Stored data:
Start of Block
PR #92, opened 2026-09-04
fix(executor): resolve a WHERE subquery wherever it sits, on every join path

semihalev:
## Why

Writing the tests for #90 and #91 turned up four WHERE subquery shapes that return no rows on main, each verified against values computed from the generated data:

| Shape | Where it failed |
|---|---|
| `o.amount > CAST((SELECT AVG(amount) FROM orders) AS FLOAT)` | every path, scan and join |
| `CASE WHEN o.amount > (SELECT AVG(amount) FROM orders) THEN 1 ELSE 0 END = 1` | GROUP BY + LIMIT join |
| `COALESCE((SELECT MAX(amount) FROM orders x WHERE x.user_id = u.id), 0) > 200` | every path |
| `EXISTS (SELECT 1 FROM orders x WHERE x.user_id = u.id AND x.amount > 200)` | every join path |

## What

- **Detectors see every container.** The classification walker that sets `where_has_subqueries`, its correlated counterpart, and the executor's `has_subqueries` / `has_correlated_subqueries` now descend into CAST, LIKE, lists, DISTINCT and CASE, so a nested subquery is processed like a bare one.
- **The join's constant-false short-circuit skips a WHERE with a subquery.** It compiles the raw WHERE against no columns and evaluates it on an empty row; a subquery has no value there, so `EXISTS (...)` and `COALESCE((SELECT ...), 0) > 200` came out constant false and the join returned empty before running. That was the cause of the EXISTS and COALESCE rows above.
- **Uncorrelated subqueries fold before the filters are split.** The join path processes the WHERE once, then partitions it, so the reduction, the index nested loop and the grouped stream all see plain predicates instead of raw subqueries. The filter partition and the qualifier helpers learned the hashed set an IN subquery folds to, which they used to take for a constant and push to the wrong side.
- **Correlated predicates stay with the joined row.** The filter partition cannot see the qualifiers inside a subquery (a bare EXISTS was pushed to the left scan "arbitrarily", wrong as soon as it read the right side), so a correlated predicate now goes post-join, the fast paths are skipped, and the general path resolves its subqueries per joined row with that row as the outer row. The per-row processor also descends into function calls, CASE, CAST and LIKE now.

## Tests

`tests/where_subquery_containers_test.rs`: the four shapes above on the scan, the plain join, the join with LIMIT and the grouped join with ORDER BY and with LIMIT, plus a correlated EXISTS that reads both sides of the join (`x.amount > o.amount`), which can only be answered on the joined row. Every expected value is computed from the generated data. All failed on main before the fix. Join, subquery, CTE and aggregation targets pass, plus both full suites.

## Measurements

`examples/benchmark` join and subquery rows, three interleaved runs against main at #91 on the same machine, median in us. None of these queries has a subquery in a join's WHERE, so the change is not on their path; this is a parity check.

| Row | main | this PR |
|---|---|---|
| INNER JOIN | 14.0 | 14.7 |
| LEFT JOIN + GROUP BY | 40.2 | 39.2 |
| Scalar subquery | 9.3 | 9.7 |
| IN subquery | 111.8 | 110.2 |
| EXISTS subquery | 2.7 | 2.6 |
| CTE + JOIN | 39.5 | 40.3 |
| Complex JOIN+GROUP+HAVING | 54.5 | 56.2 |
| NOT IN subquery | 74.2 | 78.9 |
| NOT EXISTS subquery | 26.8 | 27.0 |
| Self JOIN (same age) | 8.3 | 8.2 |
| Nested subquery (3 lvl) | 367.5 | 370.4 |
| Correlated in SELECT | 265.5 | 266.8 |
| Compare with subquery | 5.8 | 5.8 |

### DIFF
--- a/src/executor/aggregation.rs
+++ b/src/executor/aggregation.rs
@@ -405,20 +405,23 @@ impl Executor {
         // back as a column, since an aggregate cannot resolve one itself
         let lifted_stmt;
         let lifted_columns;
-        let (stmt, base_rows, base_columns) = match stmt
-            .columns
-            .iter()
-            .any(Self::has_subqueries)
-            .then(|| Self::lift_subqueries_in_aggregates(&stmt.columns))
+        let (stmt, base_rows, base_columns) = match Self::aggregates_hold_subquery(stmt)
+            .then(|| Self::lift_subqueries_in_aggregates(stmt))
             .flatten()
         {
-            Some((columns, lifted)) => {
-                let (rows, all_columns) =
-                    self.materialize_lifted_subqueries(&lifted, ctx, base_rows, base_columns)?;
-                lifted_stmt = SelectStatement {
-                    columns,
-                    ..stmt.clone()
-                };
+            Some((rewritten, lifted)) => {
+                let qualifier = stmt
+                    .table_expr
+                    .as_deref()
+                    .and_then(super::utils::get_table_alias_from_expr);
+                let (rows, all_columns) = self.materialize_lifted_subqueries(
+                    &lifted,
+                    ctx,
+                    base_rows,
+                    base_columns,
+                    qualifier.as_deref(),
+                )?;
+                lifted_stmt = rewritten;
                 lifted_columns = all_columns;
                 (&lifted_stmt, rows, lifted_columns.as_slice())
             }
@@ -5221,6 +5224,9 @@ impl Executor {
         classification: &std::sync::Arc<QueryClassification>,
     ) -> Result<Option<Box<dyn crate::storage::traits::QueryResult>>> {
         // classification is passed from caller to avoid redundant cache lookups
+        if Self::aggregates_hold_subquery(stmt) {
+            return Ok(None);
+        }
 
         // Quick eligibility checks using cached classification
         if classification.has_where {
@@ -5419,6 +5425,10 @@ impl Executor {
     ) -> Result<Option<Box<dyn crate::storage::traits::QueryResult>>> {
         use crate::storage::mvcc::version_store::AggregateOp;
 
+        if Self::aggregates_hold_subquery(stmt) {
+            return Ok(None);
+        }
+
         // --- Eligibility checks ---
 
         if !classification.has_where {
@@ -5598,7 +5608,7 @@ impl Executor {
         classification: &std::sync::Arc<QueryClassification>,
     ) -> Result<Option<Box<dyn crate::storage::traits::QueryResult>>> {
         // Quick eligibility checks using cached classification
-        if classification.has_where {
+        if classification.has_where || Self::aggregates_hold_subquery(stmt) {
             return Ok(None);
         }
         if classification.has_group_by {
@@ -5963,6 +5973,10 @@ impl Executor {
     ) -> Result<Option<Box<dyn QueryResult>>> {
         use crate::common::SmartString;
         use smallvec::SmallVec;
+
+        if Self::aggregates_hold_subquery(stmt) {
+            return Ok(None);
+        }
 
         // Quick eligibility checks
         if !classification.has_group_by {
@@ -6352,6 +6366,10 @@ impl Executor {
     ) -> Option<Box<dyn QueryResult>> {
         use crate::parser::ast::GroupByModifier;
         use crate::storage::mvcc::version_store::AggregateOp;
+
+        if Self::aggregates_hold_subquery(stmt) {
+            return None;
+        }
 
         // Only for GROUP BY without WHERE or HAVING
         if classification.has_where || !classification.has_group_by || classification.has_having {
--- a/src/executor/aggregation.rs
+++ b/src/executor/aggregation.rs
@@ -401,6 +401,30 @@ impl Executor {
         base_rows: RowVec,
         base_columns: &[String],
     ) -> Result<Box<dyn QueryResult>> {
+        // A subquery inside an aggregate is resolved per input row and read
+        // back as a column, since an aggregate cannot resolve one itself
+        let lifted_stmt;
+        let lifted_columns;
+        let (stmt, base_rows, base_columns) = match stmt
+            .columns
+            .iter()
+            .any(Self::has_subqueries)
+            .then(|| Self::lift_subqueries_in_aggregates(&stmt.columns))
+            .flatten()
+        {
+            Some((columns, lifted)) => {
+                let (rows, all_columns) =
+                    self.materialize_lifted_subqueries(&lifted, ctx, base_rows, base_columns)?;
+                lifted_stmt = SelectStatement {
+                    columns,
+                    ..stmt.clone()
+                };
+                lifted_columns = all_columns;
+                (&lifted_stmt, rows, lifted_columns.as_slice())
+            }
+            None => (stmt, base_rows, base_columns),
+        };
+
         // Parse aggregations and group by columns
         let (aggregations, _non_agg_columns) = self.parse_aggregations(stmt)?;
         let group_by_columns = self.parse_group_by(stmt, base_columns)?;
--- a/src/executor/aggregation.rs
+++ b/src/executor/aggregation.rs
@@ -1298,17 +1298,16 @@ impl Executor {
         None
     }
 
-    /// Execute GROUP BY aggregation and return raw columns/rows for window function processing
-    /// This is used when both GROUP BY and window functions are present in the query.
-    /// Window functions operate on the aggregated result.
-    pub(crate) fn execute_aggregation_for_window(
+    /// Aggregate, then run the window functions over the aggregate's output.
+    /// A subquery inside an aggregate is resolved per input row first, and
+    /// both stages read the same rewritten statement
+    pub(crate) fn execute_aggregation_then_windows(
         &self,
         stmt: &SelectStatement,
         ctx: &ExecutionContext,
         base_rows: &[(i64, Row)],
         base_columns: &[String],
-    ) -> Result<(Vec<String>, RowVec)> {
-        // A subquery inside an aggregate is resolved per input row first
+    ) -> Result<Box<dyn QueryResult>> {
         let lifted_stmt;
         let lifted_rows;
         let lifted_columns;
@@ -1340,7 +1339,21 @@ impl Executor {
             }
             None => (stmt, base_rows, base_columns),
         };
+        let (agg_columns, agg_rows) =
+            self.execute_aggregation_for_window(stmt, ctx, base_rows, base_columns)?;
+        self.execute_select_with_window_functions(stmt, ctx, &agg_rows, &agg_columns)
+    }
 
+    /// Execute GROUP BY aggregation and return raw columns/rows for window function processing
+    /// This is used when both GROUP BY and window functions are present in the query.
+    /// Window functions operate on the aggregated result.
+    fn execute_aggregation_for_window(
+        &self,
+        stmt: &SelectStatement,
+        ctx: &ExecutionContext,
+        base_rows: &[(i64, Row)],
+        base_columns: &[String],
+    ) -> Result<(Vec<String>, RowVec)> {
         // Parse aggregations and group by columns
         let (aggregations, _non_agg_columns) = self.parse_aggregations(stmt)?;
         let group_by_columns = self.parse_group_by(stmt, base_columns)?;
--- a/src/executor/aggregation.rs
+++ b/src/executor/aggregation.rs
@@ -406,18 +406,19 @@ impl Executor {
         let lifted_stmt;
         let lifted_columns;
         let (stmt, base_rows, base_columns) = match Self::aggregates_hold_subquery(stmt)
-            .then(|| Self::lift_subqueries_in_aggregates(stmt))
+            .then(|| Self::lift_subqueries_in_aggregates(stmt, base_columns))
             .flatten()
         {
-            Some((rewritten, lifted)) => {
+            Some((rewritten, lifted, names)) => {
                 let qualifier = stmt
                     .table_expr
                     .as_deref()
                     .and_then(super::utils::get_table_alias_from_expr);
                 let (rows, all_columns) = self.materialize_lifted_subqueries(
                     &lifted,
+                    &names,
                     ctx,
-                    base_rows,
+                    &base_rows,
                     base_columns,
                     qualifier.as_deref(),
                 )?;
@@ -1307,6 +1308,39 @@ impl Executor {
         base_rows: &[(i64, Row)],
         base_columns: &[String],
     ) -> Result<(Vec<String>, RowVec)> {
+        // A subquery inside an aggregate is resolved per input row first
+        let lifted_stmt;
+        let lifted_rows;
+        let lifted_columns;
+        let (stmt, base_rows, base_columns) = match Self::aggregates_hold_subquery(stmt)
+            .then(|| Self::lift_subqueries_in_aggregates(stmt, base_columns))
+            .flatten()
+        {
+            Some((rewritten, lifted, names)) => {
+                let qualifier = stmt
+                    .table_expr
+                    .as_deref()
+                    .and_then(super::utils::get_table_alias_from_expr);
+                let (rows, all_columns) = self.materialize_lifted_subqueries(
+                    &lifted,
+                    &names,
+                    ctx,
+                    base_rows,
+                    base_columns,
+                    qualifier.as_deref(),
+                )?;
+                lifted_stmt = rewritten;
+                lifted_rows = rows;
+                lifted_columns = all_columns;
+                (
+                    &lifted_stmt,
+                    lifted_rows.as_slice(),
+                    lifted_columns.as_slice(),
+                )
+            }
+            None => (stmt, base_rows, base_columns),
+        };
+
         // Parse aggregations and group by columns
         let (aggregations, _non_agg_columns) = self.parse_aggregations(stmt)?;
         let group_by_columns = self.parse_group_by(stmt, base_columns)?;
--- a/src/executor/aggregation.rs
+++ b/src/executor/aggregation.rs
@@ -1298,6 +1298,20 @@ impl Executor {
         None
     }
 
+    /// The ORDER BY of an aggregate that orders its own input, with the
+    /// NULLS placement the query asked for
+    pub(crate) fn aggregate_order_keys(
+        order_by: &[crate::parser::ast::OrderByExpression],
+    ) -> Vec<crate::functions::AggregateOrder> {
+        order_by
+            .iter()
+            .map(|order| crate::functions::AggregateOrder {
+                ascending: order.ascending,
+                nulls_first: order.nulls_first,
+            })
+            .collect()
+    }
+
     /// Aggregate, then run the window functions over the aggregate's output.
     /// A subquery inside an aggregate is resolved per input row first, and
     /// both stages read the same rewritten statement
@@ -2243,12 +2257,7 @@ impl Executor {
                 for (i, agg) in aggregations.iter().enumerate() {
                     if !agg.order_by.is_empty() {
                         if let Some(ref mut func) = agg_funcs[i] {
-                            let directions: Vec<bool> = agg
-                                .order_by
-                                .iter()
-                                .map(|o| o.ascending) // true = ASC, false = DESC
-                                .collect();
-                            func.set_order_by(directions);
+                            func.set_order_by(Self::aggregate_order_keys(&agg.order_by));
                         }
                     }
                 }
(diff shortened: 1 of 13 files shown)


semihalev:
All four confirmed and fixed, each with a test whose expected values come from the generated data.

1. Parent outer row: the per-row map now starts from `ctx.outer_row()`, and every outer reference in the processed predicate is bound to its value before the row filter compiles. That second part mattered: the row filter resolved `u2.id` to the joined row's `u.id` by unqualified name, so a join inside a scalar subquery whose WHERE compared a correlated subquery with the outer `u2.id` returned 90 for every outer row; main answered it through the left pushdown, and this branch now answers it on the post-join path (90, 87, 84). One shape stays open and is not this PR's: an EXISTS that reads the outer `u2` from inside the join returns 0 on main for the single-table form as well, so two levels of correlation through EXISTS were never supported; noted for a separate fix.
2. LIKE, list, DISTINCT and IN lists: `process_where_subqueries` and `process_correlated_where` now walk the same containers the detectors do, and an IN list may hold a subquery. Tests: `name LIKE (SELECT name ...) || '%'` and `id IN ((SELECT MIN(id) ...), 2)`, on the scan and on the join.
3. Simple CASE operand: `case.value` is walked in the classification walker and in both correlated detectors. Tests: an uncorrelated and a correlated operand.
4. ALL and ANY: `has_correlated_subqueries` recognises them, so the partition keeps a correlated one post-join, and `process_correlated_where` folds it under the row's context through the general processor. Test: `o.amount > ALL (SELECT amount FROM orders x WHERE x.user_id = u.id AND x.id <> o.id)` returns each user's largest order.

The Code Coverage job's FK timing threshold (105 ms against a 100 ms limit under instrumentation) is unrelated to this change.

semihalev:
All four confirmed and fixed, each with a test whose expected values come from the generated data.

1. IN list: `has_subqueries`, `has_correlated_subqueries` and the classification's correlated detector recurse into both sides of an IN, so a list holding a subquery is detected wherever it sits. Test: `DELETE FROM orders WHERE id IN ((SELECT MIN(id) FROM orders), 2)` deletes the two rows.
2. Parent-row binding: `substitute_outer_references` walks CAST, CASE (operand, branches, else), expression lists and DISTINCT. Test: the join inside a scalar subquery compares its correlated subquery with `CAST(u2.id AS FLOAT) * 10` and with a searched CASE over `u2.id` (90, 87, 84). A simple CASE with `u2.id` as its operand cannot be tested yet: once the operand is bound to a literal it hits a separate, pre-existing evaluator bug, `WHERE id > CASE 1 WHEN 1 THEN 10 ELSE 30 END` returns 0 rows on main for a plain table too (a column operand and a searched CASE are fine). Noted for its own fix.
3. Wrapped outer reference: `has_outer_column_reference` and `references_outer_columns` walk CAST, LIKE, DISTINCT, lists and the simple CASE operand. Test: `EXISTS (SELECT 1 FROM orders x WHERE x.user_id = CAST(u.id AS INTEGER) AND x.amount > 200)` on the join, plain and grouped.
4. Mixed predicates: the WHERE folds conjunct by conjunct, so an uncorrelated subquery folds even when another conjunct is correlated, and a derived table or CTE side receives a plain predicate. Test: the correlated EXISTS next to `o.amount > (SELECT AVG(amount) FROM orders)` against a derived table, a CTE and a plain table.

semihalev:
All four confirmed; three fixed with tests, the fourth fixed on the detection side with the execution gap left as a separate item.

1. Hashed IN: `substitute_outer_references` walks `InHashSet`, so a column of the surrounding query on the left of a correlated IN is bound before the row filter compiles. Test: `u2.id IN (SELECT x.user_id FROM orders x WHERE x.user_id = u.id)` inside a join inside a scalar subquery.
2. NULL in ALL and ANY: the converter keeps the NULLs of the set in view: with a NULL present, an ALL folds to `(left op agg) AND NULL` and an ANY to `(left op agg) OR NULL`, the same for `= ANY` and `<> ALL`, and a set of NULLs folds to NULL. Nine uncorrelated cases (`200 > ALL (10, 11, 12, NULL)` is UNKNOWN, `NOT (5 > ANY (...))` with a NULL is UNKNOWN, an empty ALL is TRUE, and so on) plus the correlated ALL over a user whose set holds a NULL.
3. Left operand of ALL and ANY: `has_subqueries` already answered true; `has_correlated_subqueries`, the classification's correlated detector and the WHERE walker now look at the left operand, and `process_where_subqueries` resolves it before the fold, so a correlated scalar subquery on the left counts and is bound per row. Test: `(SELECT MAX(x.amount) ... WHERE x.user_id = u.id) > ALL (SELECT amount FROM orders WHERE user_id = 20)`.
End of Block
### What needs to be done
In the entries above, identify every line with the word "checks". Copy those lines.

### Answer for the task
         // Quick eligibility checks using cached classification
         // --- Eligibility checks ---
         // Quick eligibility checks using cached classification
         // Quick eligibility checks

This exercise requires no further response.